Records supplied:
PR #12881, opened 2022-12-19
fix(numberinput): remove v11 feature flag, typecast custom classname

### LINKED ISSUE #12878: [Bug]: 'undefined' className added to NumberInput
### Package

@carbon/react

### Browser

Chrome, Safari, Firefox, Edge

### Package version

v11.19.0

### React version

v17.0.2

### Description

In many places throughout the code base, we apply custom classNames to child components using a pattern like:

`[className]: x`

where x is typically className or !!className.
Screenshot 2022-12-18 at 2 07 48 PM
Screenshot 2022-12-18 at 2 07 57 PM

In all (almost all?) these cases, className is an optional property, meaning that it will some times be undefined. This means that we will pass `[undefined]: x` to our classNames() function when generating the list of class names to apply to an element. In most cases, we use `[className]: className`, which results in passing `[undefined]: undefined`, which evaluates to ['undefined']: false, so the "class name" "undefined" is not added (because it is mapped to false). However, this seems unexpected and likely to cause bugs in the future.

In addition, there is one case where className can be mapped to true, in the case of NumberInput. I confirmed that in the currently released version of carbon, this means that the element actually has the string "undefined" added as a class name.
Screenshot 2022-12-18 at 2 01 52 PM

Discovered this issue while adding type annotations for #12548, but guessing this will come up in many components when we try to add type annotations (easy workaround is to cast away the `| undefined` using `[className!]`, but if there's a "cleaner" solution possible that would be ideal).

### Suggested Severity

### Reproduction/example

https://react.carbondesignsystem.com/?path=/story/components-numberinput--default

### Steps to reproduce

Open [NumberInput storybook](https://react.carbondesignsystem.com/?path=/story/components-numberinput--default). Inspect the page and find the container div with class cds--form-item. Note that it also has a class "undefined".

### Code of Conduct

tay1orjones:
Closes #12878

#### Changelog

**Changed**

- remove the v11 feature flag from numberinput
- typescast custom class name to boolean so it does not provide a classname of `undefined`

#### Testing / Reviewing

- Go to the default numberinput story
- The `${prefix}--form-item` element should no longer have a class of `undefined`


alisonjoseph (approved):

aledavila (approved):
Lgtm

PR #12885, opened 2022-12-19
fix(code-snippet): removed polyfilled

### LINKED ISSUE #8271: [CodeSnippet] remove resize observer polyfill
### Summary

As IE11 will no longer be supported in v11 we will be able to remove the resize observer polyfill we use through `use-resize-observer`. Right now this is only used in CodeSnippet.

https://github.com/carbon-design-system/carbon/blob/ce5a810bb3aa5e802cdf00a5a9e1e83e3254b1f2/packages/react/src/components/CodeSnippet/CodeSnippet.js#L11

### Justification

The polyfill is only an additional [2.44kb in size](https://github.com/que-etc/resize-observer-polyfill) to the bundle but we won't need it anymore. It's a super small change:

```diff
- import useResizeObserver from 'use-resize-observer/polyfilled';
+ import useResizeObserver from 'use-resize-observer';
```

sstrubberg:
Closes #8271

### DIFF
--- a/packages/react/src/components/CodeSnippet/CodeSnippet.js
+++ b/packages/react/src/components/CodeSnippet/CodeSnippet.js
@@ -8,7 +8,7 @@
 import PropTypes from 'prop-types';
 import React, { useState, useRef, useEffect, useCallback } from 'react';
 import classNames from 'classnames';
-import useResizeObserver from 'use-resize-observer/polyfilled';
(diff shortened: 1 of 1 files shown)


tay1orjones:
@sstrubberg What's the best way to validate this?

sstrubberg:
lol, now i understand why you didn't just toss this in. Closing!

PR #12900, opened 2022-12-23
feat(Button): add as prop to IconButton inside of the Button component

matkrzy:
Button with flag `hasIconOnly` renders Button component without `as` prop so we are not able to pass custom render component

...

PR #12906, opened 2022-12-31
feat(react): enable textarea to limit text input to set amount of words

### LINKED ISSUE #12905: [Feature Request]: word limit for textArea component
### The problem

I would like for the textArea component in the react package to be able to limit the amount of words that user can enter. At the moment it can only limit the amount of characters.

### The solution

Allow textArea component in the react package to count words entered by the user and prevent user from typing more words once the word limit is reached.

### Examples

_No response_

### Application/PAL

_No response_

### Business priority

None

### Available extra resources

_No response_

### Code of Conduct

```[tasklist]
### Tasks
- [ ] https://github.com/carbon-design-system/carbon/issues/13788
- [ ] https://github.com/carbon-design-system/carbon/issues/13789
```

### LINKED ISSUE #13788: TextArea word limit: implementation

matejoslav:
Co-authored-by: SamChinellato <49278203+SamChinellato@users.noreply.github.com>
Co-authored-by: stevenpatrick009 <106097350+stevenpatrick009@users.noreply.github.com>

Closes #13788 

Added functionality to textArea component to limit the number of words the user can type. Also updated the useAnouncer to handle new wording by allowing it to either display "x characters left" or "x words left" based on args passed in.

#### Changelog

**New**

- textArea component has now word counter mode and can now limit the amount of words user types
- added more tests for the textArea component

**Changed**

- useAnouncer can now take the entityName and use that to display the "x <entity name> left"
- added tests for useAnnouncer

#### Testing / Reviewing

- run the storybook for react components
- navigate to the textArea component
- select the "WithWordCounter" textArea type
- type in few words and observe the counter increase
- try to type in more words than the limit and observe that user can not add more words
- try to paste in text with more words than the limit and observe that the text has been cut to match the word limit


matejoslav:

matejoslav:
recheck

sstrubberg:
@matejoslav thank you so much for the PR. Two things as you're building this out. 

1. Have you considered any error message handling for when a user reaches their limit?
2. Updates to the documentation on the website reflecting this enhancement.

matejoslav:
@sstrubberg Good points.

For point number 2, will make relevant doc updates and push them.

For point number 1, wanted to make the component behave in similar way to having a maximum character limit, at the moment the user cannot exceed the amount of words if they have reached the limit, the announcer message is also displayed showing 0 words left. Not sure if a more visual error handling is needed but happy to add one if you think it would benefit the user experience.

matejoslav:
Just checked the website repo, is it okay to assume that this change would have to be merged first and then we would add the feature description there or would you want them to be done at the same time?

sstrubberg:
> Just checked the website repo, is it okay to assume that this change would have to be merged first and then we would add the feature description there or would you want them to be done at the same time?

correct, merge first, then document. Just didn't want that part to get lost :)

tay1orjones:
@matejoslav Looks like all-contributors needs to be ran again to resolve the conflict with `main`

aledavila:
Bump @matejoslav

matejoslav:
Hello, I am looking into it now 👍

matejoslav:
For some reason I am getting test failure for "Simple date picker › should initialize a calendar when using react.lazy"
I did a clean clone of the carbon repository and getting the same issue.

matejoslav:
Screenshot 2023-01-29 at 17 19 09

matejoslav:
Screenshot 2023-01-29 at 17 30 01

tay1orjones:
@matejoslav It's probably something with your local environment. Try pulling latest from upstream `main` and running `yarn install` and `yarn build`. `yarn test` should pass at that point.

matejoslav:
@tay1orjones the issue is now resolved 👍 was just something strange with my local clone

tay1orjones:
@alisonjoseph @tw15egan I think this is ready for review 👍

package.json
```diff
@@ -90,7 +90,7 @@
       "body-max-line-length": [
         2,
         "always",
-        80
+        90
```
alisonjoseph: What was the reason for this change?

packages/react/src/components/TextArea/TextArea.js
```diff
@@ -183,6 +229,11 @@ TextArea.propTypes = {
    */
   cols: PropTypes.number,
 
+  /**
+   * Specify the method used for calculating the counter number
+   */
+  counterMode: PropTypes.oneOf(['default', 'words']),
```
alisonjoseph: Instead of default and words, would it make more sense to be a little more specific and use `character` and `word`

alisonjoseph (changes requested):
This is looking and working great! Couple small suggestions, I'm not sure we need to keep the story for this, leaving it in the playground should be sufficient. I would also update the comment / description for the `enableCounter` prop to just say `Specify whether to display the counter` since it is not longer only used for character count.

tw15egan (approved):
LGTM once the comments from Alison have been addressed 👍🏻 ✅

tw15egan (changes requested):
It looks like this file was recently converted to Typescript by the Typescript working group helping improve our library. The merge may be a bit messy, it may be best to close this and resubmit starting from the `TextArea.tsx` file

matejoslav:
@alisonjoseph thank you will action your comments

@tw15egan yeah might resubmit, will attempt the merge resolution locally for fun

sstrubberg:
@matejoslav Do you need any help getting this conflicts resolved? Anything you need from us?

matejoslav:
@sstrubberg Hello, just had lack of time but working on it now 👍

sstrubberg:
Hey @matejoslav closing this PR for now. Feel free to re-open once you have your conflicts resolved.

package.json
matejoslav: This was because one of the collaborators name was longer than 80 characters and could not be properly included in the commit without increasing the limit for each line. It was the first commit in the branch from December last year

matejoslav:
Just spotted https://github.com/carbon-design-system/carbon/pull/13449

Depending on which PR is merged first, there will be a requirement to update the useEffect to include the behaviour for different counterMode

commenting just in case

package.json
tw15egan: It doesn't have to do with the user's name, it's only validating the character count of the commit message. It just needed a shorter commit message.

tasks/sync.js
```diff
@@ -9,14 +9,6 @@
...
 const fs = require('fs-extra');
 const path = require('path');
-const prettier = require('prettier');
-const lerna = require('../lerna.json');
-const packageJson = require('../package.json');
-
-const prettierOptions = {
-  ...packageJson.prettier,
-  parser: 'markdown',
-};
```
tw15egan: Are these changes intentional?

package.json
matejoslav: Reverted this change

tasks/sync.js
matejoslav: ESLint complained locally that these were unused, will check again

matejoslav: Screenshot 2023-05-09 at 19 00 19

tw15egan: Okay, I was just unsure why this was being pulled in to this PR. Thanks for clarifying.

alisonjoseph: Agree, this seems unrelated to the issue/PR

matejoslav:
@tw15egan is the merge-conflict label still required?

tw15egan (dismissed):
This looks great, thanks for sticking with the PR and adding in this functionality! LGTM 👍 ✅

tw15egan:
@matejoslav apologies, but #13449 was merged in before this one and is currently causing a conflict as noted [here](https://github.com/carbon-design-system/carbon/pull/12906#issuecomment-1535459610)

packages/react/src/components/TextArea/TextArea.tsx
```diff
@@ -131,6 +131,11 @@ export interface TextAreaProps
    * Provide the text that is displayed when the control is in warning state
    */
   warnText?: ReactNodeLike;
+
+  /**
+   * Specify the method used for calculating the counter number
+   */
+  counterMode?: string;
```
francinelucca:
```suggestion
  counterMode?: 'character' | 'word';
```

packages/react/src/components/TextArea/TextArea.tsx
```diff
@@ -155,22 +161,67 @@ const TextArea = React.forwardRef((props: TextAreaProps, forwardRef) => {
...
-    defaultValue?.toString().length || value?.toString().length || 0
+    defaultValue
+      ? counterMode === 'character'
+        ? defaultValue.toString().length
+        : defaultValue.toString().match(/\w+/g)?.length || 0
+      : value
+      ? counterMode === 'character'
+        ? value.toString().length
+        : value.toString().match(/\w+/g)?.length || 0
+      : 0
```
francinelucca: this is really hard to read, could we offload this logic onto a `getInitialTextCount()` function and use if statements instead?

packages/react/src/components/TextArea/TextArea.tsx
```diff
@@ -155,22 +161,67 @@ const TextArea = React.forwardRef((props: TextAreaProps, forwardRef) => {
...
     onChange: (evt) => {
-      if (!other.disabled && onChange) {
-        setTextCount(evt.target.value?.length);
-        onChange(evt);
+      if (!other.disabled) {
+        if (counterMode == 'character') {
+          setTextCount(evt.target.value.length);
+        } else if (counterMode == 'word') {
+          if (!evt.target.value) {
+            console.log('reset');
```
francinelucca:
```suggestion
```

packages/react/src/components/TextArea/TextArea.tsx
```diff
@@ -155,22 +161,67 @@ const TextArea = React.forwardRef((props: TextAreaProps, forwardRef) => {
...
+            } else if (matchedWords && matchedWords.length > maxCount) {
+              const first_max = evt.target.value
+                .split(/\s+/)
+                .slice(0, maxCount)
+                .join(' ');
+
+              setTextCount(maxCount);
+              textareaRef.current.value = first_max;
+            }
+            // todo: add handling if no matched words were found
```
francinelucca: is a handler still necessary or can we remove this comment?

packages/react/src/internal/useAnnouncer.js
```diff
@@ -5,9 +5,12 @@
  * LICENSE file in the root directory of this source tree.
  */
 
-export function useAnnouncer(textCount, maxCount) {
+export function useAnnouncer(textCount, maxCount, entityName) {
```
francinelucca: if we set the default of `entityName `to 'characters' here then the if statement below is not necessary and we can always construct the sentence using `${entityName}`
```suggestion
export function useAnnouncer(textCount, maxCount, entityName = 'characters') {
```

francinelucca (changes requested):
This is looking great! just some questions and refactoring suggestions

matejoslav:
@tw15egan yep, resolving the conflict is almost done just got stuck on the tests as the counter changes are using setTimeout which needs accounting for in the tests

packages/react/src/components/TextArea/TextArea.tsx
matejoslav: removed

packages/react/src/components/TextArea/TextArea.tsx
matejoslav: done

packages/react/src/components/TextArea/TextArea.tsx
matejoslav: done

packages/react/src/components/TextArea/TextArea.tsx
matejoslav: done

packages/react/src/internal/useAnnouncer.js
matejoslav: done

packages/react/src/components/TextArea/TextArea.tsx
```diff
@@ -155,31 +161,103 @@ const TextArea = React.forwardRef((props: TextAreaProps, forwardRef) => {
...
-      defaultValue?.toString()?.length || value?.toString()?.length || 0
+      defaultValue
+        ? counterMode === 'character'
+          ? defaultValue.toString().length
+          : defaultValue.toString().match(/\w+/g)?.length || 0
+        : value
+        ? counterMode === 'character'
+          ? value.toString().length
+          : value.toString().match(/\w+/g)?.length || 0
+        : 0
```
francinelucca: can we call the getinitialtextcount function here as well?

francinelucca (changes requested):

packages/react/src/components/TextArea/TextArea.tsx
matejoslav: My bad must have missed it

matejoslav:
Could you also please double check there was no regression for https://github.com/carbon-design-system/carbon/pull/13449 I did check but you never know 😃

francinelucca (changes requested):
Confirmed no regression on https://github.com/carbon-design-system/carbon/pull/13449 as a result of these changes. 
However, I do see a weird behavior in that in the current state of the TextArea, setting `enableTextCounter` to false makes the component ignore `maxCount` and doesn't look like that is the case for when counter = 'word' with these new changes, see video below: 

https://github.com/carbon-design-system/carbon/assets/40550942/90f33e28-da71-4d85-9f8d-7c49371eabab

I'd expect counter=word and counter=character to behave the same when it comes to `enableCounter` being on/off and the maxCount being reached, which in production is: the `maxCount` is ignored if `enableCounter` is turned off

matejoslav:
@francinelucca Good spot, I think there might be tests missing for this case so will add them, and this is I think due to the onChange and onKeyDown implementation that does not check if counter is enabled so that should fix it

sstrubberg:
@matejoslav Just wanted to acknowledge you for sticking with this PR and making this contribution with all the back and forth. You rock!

Activity: Your answer should consist of each line above in which "defaultValue" appears.

Task response:
-    defaultValue?.toString().length || value?.toString().length || 0
+    defaultValue
+        ? defaultValue.toString().length
+        : defaultValue.toString().match(/\w+/g)?.length || 0
-      defaultValue?.toString()?.length || value?.toString()?.length || 0
+      defaultValue
+          ? defaultValue.toString().length
+          : defaultValue.toString().match(/\w+/g)?.length || 0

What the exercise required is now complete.